[Entries shown Boundary: Start]
PR #421, opened 2020-02-22
Add  Application DbContext and parallel collection for HealthChecks.UI

maikebing:
-   The same database is now supported with the application
-    Collect endpoint health check reports in parallel


CarlosLanderas:
@maikebing storage providers have already been added in version 3.1.1-preview1.

PR #989, opened 2024-07-28
Use aliased preact import in Panel component.

### LINKED ISSUE #986: Everything breaks when using markdown preview
When trying to use the markdown preview command either in my own silverbullet instance or on silverbullet.md the title shifts, no markdown is shown and the following error pops up in the console:
image

Afterward the page picker and command palette do not seem to respond anymore either until reloading or deleting cookies.

joekrill:
This was causing multiple Preact versions to be imported, creating an error when opening panels. Fixes #986.


zefhemel:
Thanks!

PR #995, opened 2024-07-29
Object decorators

zefhemel:
To replace the `pageDecoration` with something more generic and powerful.

cc @onespaceman


onespaceman:
This looks good!

I'll rebase #945 to this branch.
Also I think you're right about just attaching a class through decorator, instead of data-attributes to the html. It should make the snippets much cleaner.

onespaceman:
A request: Could you make arrays be merged instead of overwritten when eriching metadata. useful for applying multiple classes/tags to a page

onespaceman:
Also, all attributes (dates, ref, name etc.) can be overwritten with the decorator.

zefhemel:
Ok, both should now be there.

PR #997, opened 2024-07-29
Improve Plug distribution through GitHub Releases (fix #975)

### LINKED ISSUE #975: Can't distribute Plug using ghr prefix
Looking at this line, it seems that I just need to name the `.plug.js` file same as repository
https://github.com/silverbulletmd/silverbullet/blob/1d8dfb964a25021fbe31430d0fcc09362c094617/plugs/plug-manager/plugmanager.ts#L158

But when I did just `ghr:Maarrk/silverbullet-grep/latest` it got ignored by this code:
https://github.com/silverbulletmd/silverbullet/blob/1d8dfb964a25021fbe31430d0fcc09362c094617/plugs/plug-manager/plugmanager.ts#L41-L48

Maarrk:
Summary:
- fixed the problem with `ghr` uri not ending with `.plug.js`
- the release manifest is always downloaded (instead of only doing that for latest) to give more descriptive errors
- since *every* repository in [Plugs#Third-party plugs](https://silverbullet.md/Plugs#Third-party%20plugs) is named with the `silverbullet-` prefix, this is handled and documented

### DIFF
--- a/plugs/plug-manager/plugmanager.ts
+++ b/plugs/plug-manager/plugmanager.ts
@@ -38,17 +38,28 @@ export async function updatePlugsCommand() {
     for (const plugUri of plugList) {
       const [protocol, ...rest] = plugUri.split(":");
 
-      const plugNameMatch = /\/([^\/]+)\.plug\.js$/.exec(plugUri);
-      if (!plugNameMatch) {
-        console.error(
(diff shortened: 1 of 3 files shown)


zefhemel:
Nice 👍🏻

PR #1009, opened 2024-08-01
Implement content merging + preservation of cursor

jcgurango:
This PR implements content merging and preservation of the editor cursor/selection. At the moment, when new updates are received from the client, the entire editor state is wiped out and replaced with what we receive from the server and the cursor goes back to the default position. With this PR, it instead does a 3 way text merge between:

1. The page text last time the editor state was loaded.
2. The server version of the file.
3. The current text in the editor.

Additionally, it'll try to preserve any cursor position or selection it finds. I've done some testing on this, and it seems to work pretty well. I can now generally be typing away, and when the page reloads I can continue to just keep typing.


zefhemel:
I like this (and it was on my list of things to do at some point). There's already an implementation (not currently used for this purpose) doing something similar: 

https://github.com/silverbulletmd/silverbullet/blob/357a50f8203dc7ea9dcdb0bbacc5f4d5319dac63/web/syscalls/editor.ts#L30

If you follow that, you'll find another library that I've used there. Could you perhaps rework this to share this logic somehow?

jcgurango:
I see what you're driving at. Just made the update and it is working swell.

jcgurango:
Hmm getting some strange behavior upon further testing.

jcgurango:
Okay, I've been fiddling with this for a bit and I think fundamentally this approach won't work. I left my code here so you can try it out yourself. The problem here is this: say there's two instances with the same page open.

1. Instance 1 adds a sentence and stops typing. This saves.
2. Instance 2 is mid-typing and the page is reloaded. All those changes from Instance 1 get added atomically. Instance 2 finishes typing, the page is saved.
3. Back in instance 1, the page is reloaded, and it got instances 2's changes *and its own changes*. But it doesn't know that those changes were persisted to the server, all it knows is it got some changes so what ends up happening is it adds those changes (since the last version it got from the server didn't have them), and you get some duplicates.
4. Repeat over and over again and you'll have even more duplicates.

The way the codemirror collab plugin solves this is by tagging each atomic update to a client ID, so if a client receives updates from its own client ID you're supposed to ignore them and then it has the functionality to rebase those changes against the latest version from the server (so last server version + latest server changes + local changes that haven't been persisted). We don't have this ability to identify clients and their changes, and adding it would result in a ton of complexity.

So, I still suggest we use the three-way merge strategy. It gets around this problem because if it receives an update from the server, and it happens to match what the client already has in the editor, then it just automatically considers it as an agreed upon change and keeps it without duplicating it. If the only data point we can look at is the editor content, the last page content retrieved from the server, and the incoming page content then it makes sense that we'd have to do a comparison of all three. Now, I spent some time trying to make my own implementation of this using that logic but there's a lot of cases to consider so I think it's a bit over my head to implement. Plus the `{ from, to, insert }` structure doesn't lend itself well to this sort of thing. A diff delta like what textdiff-create does makes more sense for this kind of comparison:

```js
const createPatch = require('textdiff-create');

const v1 = 'The sleepy brown fox';
const v2 = 'The quick brown fox jumps over the lazy dog';

const delta = createPatch(v1, v2);

console.log(JSON.stringify(delta));
// [[0,4],[-1,6],[1,"quick"],[0,10],[1," jumps over the lazy dog"]]
```

Because in this case you can iterate over both, see where both agree, and try to resolve any conflicts there.

If you think I should refactor that initial code I pushed in some way I could do those changes. I'm also open to using a different package, but I think if we don't consider all three - last retrieved content, current editor content, incoming content - then the implementation will be lacking.

jcgurango:
So I've reverted back to using 3-way merge but now I'm using diffAndPrepareChanges to apply them without overwriting the editor state. Also marking this as draft for now. Two things of note in this:

1. I've switched from using three-way-merge to node-diff3. I was finding three-way-merge a little lacking (I kept losing stuff because merge conflicts were just being dropped and I couldn't make sense of some of the merging it was doing) so I pulled in node-diff3 which seems to use a better algorithm and I have better control over how conflicts are handled. In this case, I'm just merging them both (equivalent of doing a git merge and just removing the markers). This occasionally results in duplicates but I think it works better. I'll roll with this for a while to get more of a feel for it.
2. diffAndPrepareChanges doesn't seem to work very well when there's many changes. I kept running into this error:
    image
    It seems if you apply many changes at once, the later changes are applied on the document *after* the previous changes have been applied. I haven't really checked if this has implications on `editor.setText()` but I have to guess that it does. I was still able to reuse it albeit in a roundabout way (in a while loop doing diff -> dispatch one change at a time).

Anyway, in actual practice, as a single user on multiple devices this seems to work pretty well. However, synthetically I can generate some pretty messed up merges by just constantly editing the same line in the same document on multiple devices. @zefhemel do you think a "Hey your version and the server version have diverged" type of window with some kind of conflict resolution would make sense?

zefhemel:
It can make sense, but the question is what the "some sort of conflict resolution" part would look like UX wise. It sounds like it could be quite complicated.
[Entries shown Boundary: End]
*Goal of the exercise:* Output the lines above exactly, but only those between the line holding "I'll rebase #945 to this branch." and the line holding "Improve Plug distribution", inclusive.

*Answer to the exercise:*
I'll rebase #945 to this branch.
Also I think you're right about just attaching a class through decorator, instead of data-attributes to the html. It should make the snippets much cleaner.

onespaceman:
A request: Could you make arrays be merged instead of overwritten when eriching metadata. useful for applying multiple classes/tags to a page

onespaceman:
Also, all attributes (dates, ref, name etc.) can be overwritten with the decorator.

zefhemel:
Ok, both should now be there.

PR #997, opened 2024-07-29
Improve Plug distribution through GitHub Releases (fix #975)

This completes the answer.